Note: Using selenium to simulate a user is not an option for me since the download I need to add inside an azure function.

I really appreciate the help!

I was hoping that by using the provided code I could get the data I need, however I am getting unauthorized requests


Solution

  • Try this. Here I saved the file to disk for testing, but you can adapt the code.

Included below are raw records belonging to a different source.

PR #9270, opened 2024-09-04
Add Run Book for Creating and Restoring Disk Snapshots

### LINKED ISSUE #7763: Create Run Book To Restore Citus Cluster In Disaster Recovery
### Problem

We need a working plan in place to handle a citus cluster failure. 

### Solution

Create a run book that documents:

- [ ] Restoring a single node in the cluster
- [ ] Restoring all nodes within the cluster
- [ ] Moving to a new cluster entirely

### Alternatives

_No response_

jnels124:
**Description**:
* add run book for creating disk snapshots for citus cluster
* add run book for restoring disk snapshots for citus cluster

**Related issue(s)**:

Fixes #7763 

**Notes for reviewer**:

**Checklist**


docs/runbook/restore-citus-from-disk-snapshot.md
```diff
@@ -0,0 +1,314 @@
...
+
+```bash
+gcloud compute disks describe {diskName} --project {gcpProject} --zone {diskZone}
+gcloud compute instances detach-disk {instanceName}  --disk {diskName} --zone {diskZone} --project {gcpProject}
+gcloud compute disks delete {diskName} --project {gcpProject} --zone {diskZone}
+```
+
+## Steps
+
+1. Configure kubectl to point to the `target cluster`
```
xin-hedera, line 47: Is it not possible to do the following?

1. Use our charts to deploy and wait till the citus `SGShardedCluster` to come online. Doing so the disks will get created, attached to the worker and coordinator google cloud compute nodes, related zfs volume, pvc, and etc resources created and mounted to the citus coordinator / worker pods
2. Annotate `SGShardedCluster` with `stackgres.io/reconciliation-pause="true"` and  delete `SGClusters` (1mirror-citus-coordinator1, 1mirror-citus-shard{0,1,2}1) so the volumes are no longer mounted
4. Detach the disks
5. Restore the snapshots to the disks
6. Attach the disks and `zfs rename` so the match what's in the auto created PVC
7. Remove annotation `stackgres.io/reconciliation-pause="true"` from `SGShardedCluster` so stackgres operator will recreate `SGClusters`

If this works, we don't have to create pvc / pvc / zfsVolume

docs/runbook/restore-citus-from-disk-snapshot.md
```diff
@@ -0,0 +1,314 @@
...
+   `kubectl get sgcluster -n {targetNamespace} -o json | jq '.items[].metadata.name'`
+   <br>
+   `kubectl edit sgcluster -n {targetNamespace} {clusterName}`
+10. [update passwords](#update-passwords)
+11. Repeat steps 2-10 for each namespace where `hedera-mirror` chart is installed and contained in the restored
+    snapshots
+
+### Update Passwords
+
+1. `Stackgres` doesn't allow for the `superuser` or `replication` password to be set by configuration so you will need
```
xin-hedera, line 103: For step 1, as an alternative, we can update `postgres` password to the new one generated by stackgres. Ofc this needs to be done on the coordinator and all workers. However doing so doesn't need the old password.

docs/runbook/restore-citus-from-disk-snapshot.md
```diff
@@ -0,0 +1,314 @@
...
+alter user mirror_rosetta with password '';
+$cmd$);
+SELECT run_command_on_workers($cmd$
+alter user mirror_web3 with password '';
+$cmd$);
+SELECT run_command_on_workers($cmd$
+alter user replicator with password '';
+$cmd$);
+
+alter user replicator with password '';
```
xin-hedera, line 171: missing `authenticator`? Believe pgbouncer will fail if `authenticator`'s password isn't changed to match what's in the secrets.

docs/runbook/restore-citus-from-disk-snapshot.md
jnels124: This doesn't work :( tried that. Can't run `alter user postgres` on the shards. And altering the postgres user directly when using the postgres-util fails because can't communicate with the nodes.

docs/runbook/restore-citus-from-disk-snapshot.md
jnels124: Hmm i was wondering that myself but things seem to function correctly. Maybe will just add it for completeness though.

docs/runbook/restore-citus-from-disk-snapshot.md
jnels124: I can try your approach because on second thought would probably work because the error is on the patroni side and deleting and recreating the shards would probably work since it will go through initialization again. However, being able to access the nodes requires additional steps of configuring the firewall for ssh access or setting up up a pod to mount the volumes in a way that allows access to the nodes so zfs commands can be ran

docs/runbook/restore-citus-from-disk-snapshot.md
xin-hedera: what I can recall is it's not allowed when connected to `mirror_node` database, however this should work inside `patroni` / `postgres-util` container

`$ psql -c "alter role postgresl with password ''"`

jnels124: will try that

docs/runbook/restore-citus-from-disk-snapshot.md
xin-hedera: What I can confirm is when

- `stackgres.io/reconciliation-pause="true"` on `SGClusters`
- delete the sts `mirror-citus-coordinator`, `mirror-citus-shard0`, `mirror-citus-shard1`, and `mirror-citus-shard2`

The PVCs will stay

docs/runbook/restore-citus-from-disk-snapshot.md
jnels124: This works will update the docs to do that instead

docs/runbook/restore-citus-from-disk-snapshot.md
jnels124: Ok this should work then but not sure it is any better than just creating the resources due to having to configure firewall etc for ssh access to the nodes.

jnels124: the alternative to firewall changes is this something like this:
```
apiVersion: apps/v1
kind: DaemonSet
metadata:
  name: busybox-pod-c
spec:
  selector:
    matchLabels:
      mydaemon: busybox-pod-c
  template:
    metadata:
      labels:
        mydaemon: busybox-pod-c
    spec:
      hostNetwork: true
      hostPID: true
      hostIPC: true
      containers:
        - name: busybox
          image: ubuntu
          securityContext:
            privileged: true
          command:
            - tail
            - "-f"
            - /dev/null
          volumeMounts:
            - name: nodefs
              mountPath: /node-fs
            - name: devfs
              mountPath: /dev
      volumes:
        - name: nodefs
          hostPath:
            path: / 
        - name: devfs
          hostPath:
            path: /dev
      nodeSelector:
        kubernetes.io/hostname: gke-citus-worker-b07ff60d-0hdd
      tolerations:
        - effect: NoSchedule
          key: zfs
          operator: Equal
          value: "true"
```

PR #9272, opened 2024-09-04
Refactor `ContractCallServiceERCTokenTest` historical tests

nickeynikolovv:
**Description**:

This is the final PR for refactoring ContractCallServiceERCTokenTest 

**Related issue(s)**:

Fixes: #9168

**Checklist**


hedera-mirror-web3/src/test/java/com/hedera/mirror/web3/service/ContractCallServiceERCTokenHistoricalTest.java
```diff
@@ -0,0 +1,1283 @@
...
+                        .autoRenewAccountId(autoRenewEntityId.getId())
+                        .num(tokenEntityId.getNum())
+                        .evmAddress(tokenAddress.toArrayUnsafe())
+                        .type(TOKEN)
+                        .balance(1500L)
+                        .key(KEY_PROTO)
+                        .expirationTimestamp(9999999999999L)
+                        .memo("TestMemo")
+                        .timestampRange(Range.atLeast(lowerTimestamp))
+                        .deleted(false))
```
IvanKavaldzhiev, line 1168: I believe we can set the num, key, expirationTimestamp and memo dynamically. This setup seems to mimic the way tokens were set in ContractCallTestSetup. Ideally, we would want as less hardcoded setup as possible.

The tokens shouldn't have balance, since it's not an account or contract.

If you need to assert specific fields like key, expirationTimestamp, memo etc. you can return the entity from the method and use getters to see what values the `DomainBuilder` has assigned.

hedera-mirror-web3/src/test/java/com/hedera/mirror/web3/service/ContractCallServiceERCTokenHistoricalTest.java
```diff
@@ -0,0 +1,1283 @@
...
+                        .name("Hbars")
+                        .totalSupply(12345L)
+                        .decimals(12)
+                        .wipeKey(KEY_PROTO)
+                        .freezeKey(KEY_PROTO)
+                        .pauseStatus(TokenPauseStatusEnum.PAUSED)
+                        .pauseKey(KEY_PROTO)
+                        .supplyKey(KEY_PROTO)
+                        .symbol("HBAR")
+                        .timestampRange(Range.openClosed(lowerTimestamp, historicalBlock.upperEndpoint() + 1)))
```
IvanKavaldzhiev, line 1191: The same comment for the historical token. If you need to return both you can use `Pair<Entity, Entity>` as return type.

hedera-mirror-web3/src/test/java/com/hedera/mirror/web3/service/ContractCallServiceERCTokenHistoricalTest.java
```diff
@@ -0,0 +1,1283 @@
...
+
+    @ParameterizedTest
+    @ValueSource(booleans = {true, false})
+    void emptyOwnerOfAfterEvmV34(final boolean isStatic) throws Exception {
+        // Given
+        recordFileAfterEvmV34Persist();
+        testWeb3jService.setBlockType(BlockType.of(String.valueOf(EVM_V_34_BLOCK)));
+        testWeb3jService.setHistoricalRange(
+                Range.closedOpen(recordFileAfterEvm34.getConsensusStart(), recordFileAfterEvm34.getConsensusEnd()));
+        final var tokenAddress = toAddress(1063);
```
bilyana-gospodinova, line 896: Why do we need to hardcode the addresses? Can't we use the dynamic addresses from the persisted entities?

hedera-mirror-web3/src/test/java/com/hedera/mirror/web3/service/ContractCallServiceERCTokenHistoricalTest.java
```diff
@@ -0,0 +1,1283 @@
...
+                .nft()
+                .customize(n -> n.accountId(spenderEntityId)
+                        .createdTimestamp(1475067194949034022L)
+                        .serialNumber(3L)
+                        .metadata("NFT_METADATA_URI".getBytes())
+                        .accountId(ownerEntity)
+                        .tokenId(nftEntityId.getId())
+                        .deleted(false)
+                        .timestampRange(Range.atLeast(historicalBlock.upperEndpoint() + 1)))
+                .persist();
```
IvanKavaldzhiev, line 1127: As per comments below, a lot of the data could be left to be dynamically set by `DomainBuilder` for all these entity types and the setup will decrease in size and complexity.

hedera-mirror-web3/src/test/java/com/hedera/mirror/web3/service/ContractCallServiceERCTokenHistoricalTest.java
```diff
@@ -0,0 +1,1283 @@
...
+                : contract.call_nameNonStatic(tokenAddress.toHexString()).send();
+        // Then
+        assertThat(result).isEqualTo("Hbars");
+    }
+
+    @ParameterizedTest
+    @ValueSource(booleans = {true, false})
+    void ownerOfBeforeEvmV34(final boolean isStatic) {
+        // Given
+        recordFileBeforeEvmV34Persist();
```
bilyana-gospodinova, line 798: I think we can combine the "beforeEvm34" tests in a nested class and move the first 4 lines of the tests to a `@BeforeEach` and setup the record files and the testWeb3jService's state there. This would make the code a bit cleaner. The same is valid for the "afterEvm34" tests.

hedera-mirror-web3/src/test/java/com/hedera/mirror/web3/service/ContractCallServiceERCTokenHistoricalTest.java
```diff
@@ -0,0 +1,1283 @@
...
+import com.hedera.mirror.web3.web3j.generated.ERCTestContractHistorical;
+import java.math.BigInteger;
+import org.hyperledger.besu.datatypes.Address;
+import org.junit.jupiter.params.ParameterizedTest;
+import org.junit.jupiter.params.provider.ValueSource;
+
+class ContractCallServiceERCTokenHistoricalTest extends AbstractContractCallServiceTest {
+
+    private RecordFile recordFileBeforeEvm34;
+    protected static RecordFile recordFileAfterEvm34;
```
kselveliev, line 56: Could be private and non static

hedera-mirror-web3/src/test/java/com/hedera/mirror/web3/service/ContractCallServiceERCTokenHistoricalTest.java
nickeynikolovv: Fixed - I refactored the structure and persisting of the data

hedera-mirror-web3/src/test/java/com/hedera/mirror/web3/service/ContractCallServiceERCTokenHistoricalTest.java
nickeynikolovv: Fixed - I refactored the structure and persisting of the data, now the dynamic addresses are used

hedera-mirror-web3/src/test/java/com/hedera/mirror/web3/service/ContractCallServiceERCTokenHistoricalTest.java
nickeynikolovv: Fixed - I refactored the structure and persisting of the data, now the dynamic addresses are used

hedera-mirror-web3/src/test/java/com/hedera/mirror/web3/service/ContractCallServiceERCTokenHistoricalTest.java
nickeynikolovv: Done

hedera-mirror-web3/src/test/java/com/hedera/mirror/web3/service/ContractCallServiceERCTokenHistoricalTest.java
```diff
@@ -0,0 +1,1283 @@
...
+                        .alias(SENDER_PUBLIC_KEY.toByteArray())
+                        .balance(10000 * 100_000_000L)
+                        .createdTimestamp(recordFileAfterEvm34.getConsensusStart())
+                        .timestampRange(Range.closedOpen(
+                                recordFileAfterEvm34.getConsensusStart(), recordFileAfterEvm34.getConsensusEnd())))
+                .persist();
+        return senderEntityId;
+    }
+
+    private EntityId spenderEntityPersistHistorical(Address spenderAddress) {
```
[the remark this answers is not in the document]
nickeynikolovv: After the refactoring this method is not used anymore

steven-sheehy (approved):
LGTM

hedera-mirror-web3/src/test/java/com/hedera/mirror/web3/service/ContractCallServiceERCTokenHistoricalTest.java
```diff
@@ -0,0 +1,1016 @@
...
+import org.junit.jupiter.params.provider.ValueSource;
+
+class ContractCallServiceERCTokenHistoricalTest extends AbstractContractCallServiceTest {
+    private Range<Long> historicalRangeAfterEvm34;
+
+    @Nested
+    class beforeEvm34Tests {
+        @BeforeEach
+        void beforeEach() {
+            historicalRangeAfterEvm34 = setUpHistoricalContextBeforeEvm34();
```
bilyana-gospodinova, line 57: The historical range "after" evm 34 is set from a method "before" evm 34. Is that expected as it looks confusing? Perhaps this field can be moved in the nested classes and renamed.

hedera-mirror-web3/src/test/java/com/hedera/mirror/web3/service/ContractCallServiceERCTokenHistoricalTest.java
```diff
@@ -0,0 +1,1016 @@
...
+        }
+
+        @ParameterizedTest
+        @ValueSource(booleans = {true, false})
+        void getApprovedEmptySpenderBeforeEvmV34(final boolean isStatic) {
```
bilyana-gospodinova, line 62: Since the nested classes contain in their name the before/after EVM version, I don't think we need the EVM version in the test names as well.

hedera-mirror-web3/src/test/java/com/hedera/mirror/web3/service/ContractCallServiceERCTokenHistoricalTest.java
```diff
@@ -0,0 +1,1016 @@
...
+            // Given
+            final var tokenEntity = persistTokenEntityHistorical(historicalRangeAfterEvm34);
+            domainBuilder
+                    .token()
```
bilyana-gospodinova, line 66: The `token`, `nft`, etc. tables contain the data only for the latest block (an exception is the `entity` table). The entries in the mentioned tables have only the lower timestamp. The data that is older than the latest block is kept in the `*history` tables, e.g. `tokenHistory`, `nftHistory`, etc. The tests use mainly the non-history tables. Having in mind that they test against EVM 30 and 34 the data would be in the history tables. The tests pass but the setup does not fully simulate the real-world data.

hedera-mirror-web3/src/test/java/com/hedera/mirror/web3/service/ContractCallServiceERCTokenHistoricalTest.java
```diff
@@ -0,0 +1,1016 @@
...
+        @ParameterizedTest
+        @ValueSource(booleans = {true, false})
+        void allowanceBeforeEvmV34(final boolean isStatic) {
+            // Given
+            final var owner = persistAccountEntityHistorical(historicalRangeAfterEvm34);
+            final var spender = persistAccountEntityHistorical(historicalRangeAfterEvm34);
+            final var token = persistFungibleTokenHistorical(historicalRangeAfterEvm34);
+            final var amountGranted = 10L;
+
+            domainBuilder
```
bilyana-gospodinova, line 167: All of the domainBuilder-constructed entities can be separated in a common method. This would make the task for the final cleanup easier and the overall test size smaller and easier to read.

nickeynikolovv: done

hedera-mirror-web3/src/test/java/com/hedera/mirror/web3/service/ContractCallServiceERCTokenHistoricalTest.java
nickeynikolovv: done

hedera-mirror-web3/src/test/java/com/hedera/mirror/web3/service/ContractCallServiceERCTokenHistoricalTest.java
nickeynikolovv: fixed

hedera-mirror-web3/src/test/java/com/hedera/mirror/web3/service/ContractCallServiceERCTokenHistoricalTest.java
nickeynikolovv: it was really confusing so i renamed it to just historicalRange

kselveliev (dismissed):

bilyana-gospodinova (approved):
LGTM

steven-sheehy (approved):

Issue #9222, opened 2024-09-02
Combine duplicated helper methods in the web3 integration tests


bilyana-gospodinova:
### Problem

Most of the test smart contracts in the web3 integration tests inherit the `HederaTokenService` smart contract which uses `IHederaTokenService`. There are some inner structs in `IHederaTokenService` which web3j generates multiple times for each child contract. As a result there are multiple java classes of the same type that do not have a common parent. For example: `Expiry` in `NestedCalls` and  `Expiry` in `PrecompileTestContract`. They are both constructed the same way, such as:
```
private Expiry getTokenExpiry(final Entity autoRenewAccountEntity) {
        return new Expiry(
                BigInteger.valueOf(4_000_000_000L),
                toAddress(autoRenewAccountEntity.toEntityId()).toHexString(),
                BigInteger.valueOf(8_000_000L));
    }
```

### Solution

It would be nice if we don't need to duplicate the same methods only to return the different class type. This way we can reduce the code length and improve the maintainability.

bilyana-gospodinova:
This task was implemented in https://github.com/hashgraph/hedera-mirror-node/pull/9278. It seems that it did not add more value, hence closing the issue.

PR #9278, opened 2024-09-05
Remove duplicated methods by introducing factories

bilyana-gospodinova:
**Description**:
The `web3j` library generates a lot of duplicated inner classes due to the same imports in multiple contracts. Example for these classes are: `TokenKey`, `HederaToken`, `Expiry`, `KeyValue`. With the current implementation there are a lot of helper methods that construct object for these classes and they are duplicated because of the return type, e.g. `ModificationPrecompileTestContract.Expiry`, `NestedCalls.Expiry`, etc. This PR aims to introduce factories that return the correct type depending of the caller class. Now the duplicated methods are removed and there are new common generic methods in the parent abstract class. The execution time of the integration tests remains the same after the refactoring in this PR.

Fixes https://github.com/hashgraph/hedera-mirror-node/issues/9222

**Checklist**

### DIFF
--- a/hedera-mirror-web3/src/test/java/com/hedera/mirror/web3/service/AbstractContractCallServiceTest.java
+++ b/hedera-mirror-web3/src/test/java/com/hedera/mirror/web3/service/AbstractContractCallServiceTest.java
@@ -281,10 +281,10 @@ public abstract class AbstractContractCallServiceTest extends Web3IntegrationTes
             final Boolean inheritAccountKey,
             final String contractId,
             final byte[] ed25519,
-            final byte[] ECDSA_secp256k1,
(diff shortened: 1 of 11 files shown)


IvanKavaldzhiev (approved):
I like the approach for dynamically returning the correct type that is needed! 

LGTM

bilyana-gospodinova:
Synced with main

steven-sheehy (changes requested):
I have to agree with @kselveliev. I don't see much value in this change. I prefer the reptition as it's easier to understand and maintain then reflection-based code. Also, if the point was to reduce code we actually added more lines than removed:

Screenshot 2024-09-11 at 19 42 28

PR #174, opened 2021-03-08
Normalise number of blank lines around sections

jrtc27:
The predominant style is to have a single blank line before and a single blank line after, so fix the cases where this isn't true to match.


kito-cheng (approved):
It's trivial changes for only change the layout of blank line, so I gonna merge this.

PR #178, opened 2021-03-14
Add support for building a PDF with Pandoc

jrtc27:


riscv-elf.md
```diff
@@ -1,3 +1,47 @@
...
+
+classoption:
+- twoside
+- 11pt
+
+title: RISC-V ELF psABI specification
+subtitle: Document Version 0.1-draft
+author:
+- Kito Cheng
+- Jessica Clarke
```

    Side comment: never, EVER, post credentials on the web. Here the information does not look very sensitive, but if there is a password, however weak, it's for a reason, and I should not be able to download the file.

    import requests
    
    session_url = "https://totoro.banrep.gov.co/analytics/saw.dll?Logon"
    file_url = "https://totoro.banrep.gov.co/analytics/saw.dll?Go&ViewID=o%3ago%7er%3areport&Action=Download&SearchID=g8of6g3fbae0jp7va1ru23h9rm&ViewName=compoundView%211&fmapId=I5IMHw&ViewState=d8lnokl6jm050tk65k2v7mq8k6&ItemName=1.2.5.IPC_Serie_variaciones&path=%2fshared%2fSeries%20Estad%c3%adsticas_T%2f1.%20IPC%20base%202018%2f1.2.%20Por%20a%c3%b1o%2f1.2.5.IPC_Serie_variaciones&Format=excel2007&Extension=.xlsx&bNotSaveCommand=true"
    payload = {"NQUser": "publico", "NQPassword": "publico123"}
    
    headers = {"User-Agent": "Mozilla/5.0 (Windows NT 10.0; Win64; x64) AppleWebKit/537.36 (KHTML, like Gecko) Chrome/123.0.0.0 Safari/537.36"}
    
    session = requests.Session()
    
    login_resp = session.post(session_url, headers=headers, data=payload)
    file_resp = session.get(file_url, headers=headers)
    
    with open("file.xlsx", "wb") as f:
        f.write(file_resp.content)
    
    session.close()